- Description of the task
Below are the records; copy each line in them that holds the word "command".

Dataset records:
· · · · · · ·
PR #12188, opened 2017-06-09
Allow users to set the number of build processes

parjong:
This commit allows users to override the number of build process via setting NumProc environment variable.

There is no change in default behavior.

### DIFF
--- a/build.sh
+++ b/build.sh
@@ -312,19 +312,6 @@ build_native()
         exit 1
     fi
     
-    if [[ -z ${NumProc} ]]; then
-        # Get the number of processors available to the scheduler
-        # Other techniques such as `nproc` only get the number of
-        # processors available to a single process.
-        if [ `uname` = "FreeBSD" ]; then
-            NumProc=`sysctl hw.ncpu | awk '{ print $2+1 }'`
-        elif [ `uname` = "NetBSD" ]; then
-            NumProc=$(($(getconf NPROCESSORS_ONLN)+1))
-        else
-            NumProc=$(($(getconf _NPROCESSORS_ONLN)+1))
-        fi
-    fi
-
     # Build
     if [ $__ConfigureOnly == 1 ]; then
         echo "Finish configuration & skipping $message build."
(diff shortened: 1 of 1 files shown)


janvorli:
@parjong I like the idea of having this configurable, I've already felt like I would like something like that in the past. But it would be great if you could go one step further and make it a command line option. I hope it would be just a few additional lines of code (creating a new variable, e.g. __buildNumProcLimit or something like that,  setting it based on a new command line option and then using it to limit the number of processors used for the build). Would you mind doing such change?

parjong:
@janvorli I added ``numproc`` option. I just used NumProc as it seems that it is not necessary to introduce an additional variable.

build.sh
```diff
@@ -816,6 +819,15 @@ while :; do
         msbuildonunsupportedplatform)
             __msbuildonunsupportedplatform=1
             ;;
+        numproc)
+            if [ -n "$2" ]; then
+              NumProc="$2"
```
janvorli: Could you please change this to __numProc to match other options extracted from the command line? And to match the style of initialization, it would be great to move the extraction of the default value (getting the processor count) from the build_native to the place where all the command line option variables are initialized.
· · · · · · ·
- Response to the exercise
@parjong I like the idea of having this configurable, I've already felt like I would like something like that in the past. But it would be great if you could go one step further and make it a command line option. I hope it would be just a few additional lines of code (creating a new variable, e.g. __buildNumProcLimit or something like that,  setting it based on a new command line option and then using it to limit the number of processors used for the build). Would you mind doing such change?
janvorli: Could you please change this to __numProc to match other options extracted from the command line? And to match the style of initialization, it would be great to move the extraction of the default value (getting the processor count) from the build_native to the place where all the command line option variables are initialized.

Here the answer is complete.